Most modern speaker verification systems produce uncalibrated scores at their output. Although these scores contain valuable information to separate same-speaker from different-speaker trials, their values cannot be interpreted in absolute terms – they can only be interpreted in relative terms. A calibration stage is usually applied to convert scores to useful absolute measures that can be interpreted, and that can be reliably thresholded to make decisions. In this presentation, I review the definition of calibration and explain its relationship with Bayes decision theory. I then present ways to measure quality of calibration, discuss when and why we should care about it, and show different methods that can be used to fix calibration when necessary.

Dr Ferrer is a researcher at the Computer Science Institute, affiliated with the University of Buenos Aires and with the National Scientific and Technical Research Council of Argentina (CONICET). She received her PhD in Electronic Engineering from Stanford University in 2009. Her primary research focus is machine learning applied to speech processing tasks.



Calibration in forensic voice comparison

Daniel Ramos

AUDIAS Lab, Escuela Politécnica Superior, Universidad Autónoma de Madrid


Slides


Video

In this presentation, I describe the role of calibration in forensic voice comparison, focusing on the use of automatic systems in a Bayesian decision framework. I describe computation of calibrated likelihood ratios in the context of scenarios and recording conditions typically encountered in forensic casework. I present algorithms commonly used for calibration. I also discuss the importance of calibration in the process of validating forensic-voice-comparison systems, and discuss recommendations and guidelines published by the European Network of Forensic Science Institutes (ENFSI).

Dr Ramos is an Associate Professor at the Audio, Data, Intelligence and Speech (AUDIAS) Laboratory of the Autonomous University of Madrid. He is author of numerous publications on applying and measuring calibration, especially in the context of forensic problems. He has served on scientific committees, and has often been invited to present on the role of calibration in forensic science.



Measuring calibration of likelihood-ratio systems

Peter Vergeer

Netherlands Forensic Institute


Slides


Video

In this presentation, I explain the concepts of what constitutes well-calibrated probabilities and well-calibrated likelihood ratios. I briefly describe graphical representations for assessing degree of calibration. I then focus on several metrics designed to assess degree of calibration, and present the results of a study comparing the performance of different metrics. Three metrics are taken from the existing literature, and one is a novel metric. One existing metric is based on the expected value of different-source likelihood-ratio values and the expected value of the inverse of same-source likelihood-ratio values (after Good, 1985), another is based on the proportion of different-source likelihood ratios above 2 and the proportion of same-source likelihood ratios below 0.5 (after Royall, 1997), and the third is Cllrcal (Brümmer & du Preez, 2006). The novel metric is devPAV (Vergeer et al., 2021).

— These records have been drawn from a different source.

PR #1295, opened 2025-04-04
Enhancing load profile source.

### LINKED ISSUE #1294: Enhance load profile sources
The enhancement should consider the following points:
- return a sample function for `RandomLoadProfile` to sample an own `PValue` for each `RandomLoadModel`
- consider last value (can be used by MarkowLoadProfile in the future)

staudtMarius:
Resolves #1294


danielfeismann (changes requested):

staudtMarius:
This PR can be closed, since it will be unnecessary after merging #1439.

PR #1332, opened 2025-05-22
Fixed em fields in input models.

### LINKED ISSUE #1331: Input and output field for ems in ParticipantInput and EmInput do not match
We expect the em field for participant inputs to be `em`. For em input, we expect the field `parent_em`. When persisting these models with a sink. These fields are persisted a `controlling_em`.

If we persist one of these models and read them again, the em information is dropped.

staudtMarius:
Resolves #1331


danielfeismann (approved):
LGTM

PR #1358, opened 2025-07-03
Enhance ValidationUtils for load profile

### LINKED ISSUE #1357: Enhance ValidationUtils for load profile

danielfeismann:
resolves #1357 

merge first
- #1374


staudtMarius:
@danielfeismann I see one big problem with this validation. If we want to support custom load profiles, we have to either remove this validation later or adpat it, so that no exception is thrown.

danielfeismann:
Which custom load profiles do you think of?

staudtMarius:
Custom might not be the best name for it. I though, that someone might want to provide and use a load profile time series, that is not linked to a load profile, that is defined in the PSDM.

danielfeismann:
Ok, my understanding of the [docs](https://powersystemdatamodel.readthedocs.io/en/latest/models/input/participant/load.html#load-lp) is that one should use LoadProfile#NO_LOAD_PROFILE for this purpose.

staudtMarius:
If you use for example primary data, you can add LoadProfile#NO_LOAD_PROFILE. But if we want to use the load profile service, we need to specify a profile in the load input.

staudtMarius (approved):
LGTM.

PR #1396, opened 2025-07-25
Create data model for air condition

### LINKED ISSUE #1352: Create data model for Air Condition
The heat pump model can be used as orientation and basis

- AirConditionInput
- AirConditionTypeInput
- AirConditoinResult

danielfeismann:
resolves #1352


src/main/java/edu/ie3/datamodel/io/factory/input/participant/AcInputFactory.java
```diff
@@ -0,0 +1,48 @@
...
+    return new AcInput(
+        uuid,
+        id,
+        operator,
+        operationTime,
+        node,
+        thermalBusInput,
+        qCharacteristics,
+        em,
+        (AcTypeInput) typeInput);
```
staudtMarius: Is there a better way than type casting?

staudtMarius (changes requested):
Looks good to me. I have just one small question.

src/main/java/edu/ie3/datamodel/io/factory/input/participant/AcInputFactory.java
danielfeismann: good point.

staudtMarius (approved):
LGTM.

PR #1410, opened 2025-08-04
Change spotless to use googleJavaFormat('1.28.0')

danielfeismann:
resolves #1409

PR #1411, opened 2025-08-04
Update to Java21

### LINKED ISSUE #1408: Check Java Version 21

danielfeismann:
resolves #1408 

merge first
- #1410


staudtMarius:
@danielfeismann Could you adapt the `getting started` page in the docs. The new requirements should be `Java >= 21`.

docs/readthedocs/gettingstarted.md
```diff
@@ -5,7 +5,7 @@ If you feel, something is missing, please contact us!
 
 ## Requirements
 
-Java > v 17
+Java > v 21
```
staudtMarius: Should we write `>= v 21`? There is no need to use a java version greater than 21, if you want to add the PSDM as a dependency.

src/main/java/edu/ie3/datamodel/io/factory/timeseries/SqlIdCoordinateFactory.java
```diff
@@ -20,13 +20,13 @@
...
   private static final String COORDINATE_ID = "id";
   private static final String COORDINATE = "coordinate";
-  private final WKBReader reader = new WKBReader();
 
   @Override
   protected IdCoordinateInput buildModel(SimpleFactoryData data) {
     try {
       int coordinateId = data.getInt(COORDINATE_ID);
       byte[] byteArr = WKBReader.hexToBytes(data.getField(COORDINATE));
+      WKBReader reader = new WKBReader();
```
staudtMarius, line 29: Why did you change this?

staudtMarius (changes requested):
Two small questions from my side.

src/main/java/edu/ie3/datamodel/io/factory/timeseries/SqlIdCoordinateFactory.java
danielfeismann: WKBReader is not thread-safe. This fixes that, by always using a new reader. Keeping it will let some of the test fail in Java21 (at least it failed when i was testing it first)

staudtMarius (approved):
LGTM.

PR #1415, opened 2025-08-05
Fix transformer susceptance in readTheDocs to negative values

### LINKED ISSUE #1078: Fix transformer susceptance in readTheDocs to negative values
with #378 we expect transformer susceptance to be negative. Thus the documentation should be adapted accordingly.

danielfeismann:
resolves #1078


staudtMarius (approved):
LGTM

PR #1429, opened 2025-09-01
Correctly persist EmInput entities in CsvFileSink

### LINKED ISSUE #1337: EmInputs aren't written while persisting a `JointGridContainer`
When calling the method `persistJointGrid` of `CsvFileSink`, no `EmInputs` are persisted. This leads to missing ems after reading the grid.

pierrepetersmeier:
Resolves #1337


staudtMarius:
@pierrepetersmeier Could you add a test that reads in the persisted grid and compares it with the original grid? There are some test for grids without ems in `GridIoIT`. Maybe you could simply add some ems to this existing grid.

danielfeismann:
Is this complete and only waiting for some review? @pierrepetersmeier

pierrepetersmeier:
complete :)

src/main/java/edu/ie3/datamodel/io/sink/CsvFileSink.java
```diff
@@ -225,14 +226,29 @@ public void persistJointGrid(JointGridContainer jointGridContainer) {
             .flatMap(Optional::stream)
             .collect(Collectors.toSet());
 
+    // extract all EmInput entities
+    Set<EmInput> emInputs =
+        systemParticipants.allEntitiesAsList().stream()
+            .filter(Objects::nonNull)
+            .map(HasEm.class::cast)
```
danielfeismann: if you filter for the HasEm.class before, (HasEm.class::isInstance)
you only cast, if its type-safe.

danielfeismann (changes requested):
Looks good except only little detail that may can be improved.

danielfeismann:
> @pierrepetersmeier Could you add a test that reads in the persisted grid and compares it with the original grid? There are some test for grids without ems in `GridIoIT`. Maybe you could simply add some ems to this existing grid.

@pierrepetersmeier: is that done? Doesn't look like, to be honest :)

src/test/groovy/edu/ie3/datamodel/io/sink/CsvFileSinkTest.groovy
```diff
@@ -15,6 +15,7 @@ import edu.ie3.datamodel.io.processor.input.InputEntityProcessor
 import edu.ie3.datamodel.io.processor.result.ResultEntityProcessor
 import edu.ie3.datamodel.io.processor.timeseries.TimeSeriesProcessor
 import edu.ie3.datamodel.io.processor.timeseries.TimeSeriesProcessorKey
+import edu.ie3.datamodel.io.source.csv.CsvJointGridContainerSource
```
danielfeismann: This import is not used.

src/test/groovy/edu/ie3/datamodel/io/source/csv/GridIoIT.groovy
```diff
@@ -41,7 +40,7 @@ class GridIoIT extends Specification implements CsvTestDataMeta {
     sinkHierarchic = new CsvFileSink(tempDirectory.toAbsolutePath(), hierarchicNamingStrategy, ",")
   }
 
-  def cleanupSpec() {
```
danielfeismann, line 44: What are the reason behind these changes?

src/test/groovy/edu/ie3/datamodel/io/source/csv/GridIoIT.groovy
```diff
@@ -93,4 +93,53 @@ class GridIoIT extends Specification implements CsvTestDataMeta {
     then:
     thrown(FileException)
   }
+
+  def "Input flat JointGridContainer with EmInput equals Output flat JointGridContainer."() {
```
danielfeismann: It was really good that you added this test, since it disclosed that this is already covered by the first test in this file. So please remove this one and find out why persisting is not working yet (first test fails).

danielfeismann (changes requested):
I added the legacy energyManagementUnits which somehow got lost in another PR but should be here. However now some test is failing. It would be great if you could have a look on that.

src/main/java/edu/ie3/datamodel/io/sink/CsvFileSink.java
```diff
@@ -228,14 +229,34 @@ public void persistJointGrid(JointGridContainer jointGridContainer) {
...
+        systemParticipants.allEntitiesAsList().stream()
+            .filter(HasEm.class::isInstance)
+            .map(HasEm.class::cast)
+            .map(HasEm::getControllingEm)
+            .flatMap(Optional::stream)
+            .flatMap(
+                em ->
+                    Stream.iterate(
+                        em, Objects::nonNull, current -> current.getControllingEm().orElse(null)))
+            .collect(Collectors.toSet());
```
danielfeismann: Ah, this is where it got wrong. Since the EMs are no longer systemParticipants this will always be empty. And that caused that the EMs did not get persisted. So this can be removed.

src/main/java/edu/ie3/datamodel/io/sink/CsvFileSink.java
```diff
@@ -228,14 +229,34 @@ public void persistJointGrid(JointGridContainer jointGridContainer) {
...
+
+    Set<EmInput> containerEmInputs = new HashSet<>(jointGridContainer.getEmUnits().getEmUnits());
```
danielfeismann: Thats the line that was missing! Good solution. However, I prefer to keep the former naming of `emInputs`.

src/main/java/edu/ie3/datamodel/io/sink/CsvFileSink.java
```diff
@@ -228,14 +229,34 @@ public void persistJointGrid(JointGridContainer jointGridContainer) {
...
+
+    Set<EmInput> allEmInputs = new HashSet<>(containerEmInputs);
+    allEmInputs.addAll(emInputs);
```
danielfeismann: Since the 'emInputs' from above are always empty this can be removed.

src/main/java/edu/ie3/datamodel/io/sink/CsvFileSink.java
```diff
@@ -228,14 +229,34 @@ public void persistJointGrid(JointGridContainer jointGridContainer) {
...
     Stream.of(
             rawGridElements.allEntitiesAsList(),
             systemParticipants.allEntitiesAsList(),
             graphicElements.allEntitiesAsList(),
             types,
-            operators)
+            operators,
+            allEmInputs)
         .flatMap(Collection::stream)
+        .collect(Collectors.toSet())
```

Dr Vergeer is a research scientist in forensic statistics at the Netherlands Forensic Institute. His research focuses on computer-based methods for evaluation of strength of evidence, and on measuring and improving the performance of human experts. He has published multiple research papers on calibration of likelihood-ratio systems and on measuring the degree of calibration of likelihood-ratio systems.



Panel Discussion

Moderator: Rolf J.F. Ypma

Principal Scientist, Netherlands Forensic Institute

Forensic Data Science Laboratory, Department of Computer Science & Aston Institute for Forensic Linguistics, Aston University

TBA

Video

The presenters will discuss aspects of calibration on which there is consensus, aspects on which there is disagreement, and aspects requiring additional research. They will also discuss how to encourage wider adoption of calibration of likelihood-ratio systems in forensic practice.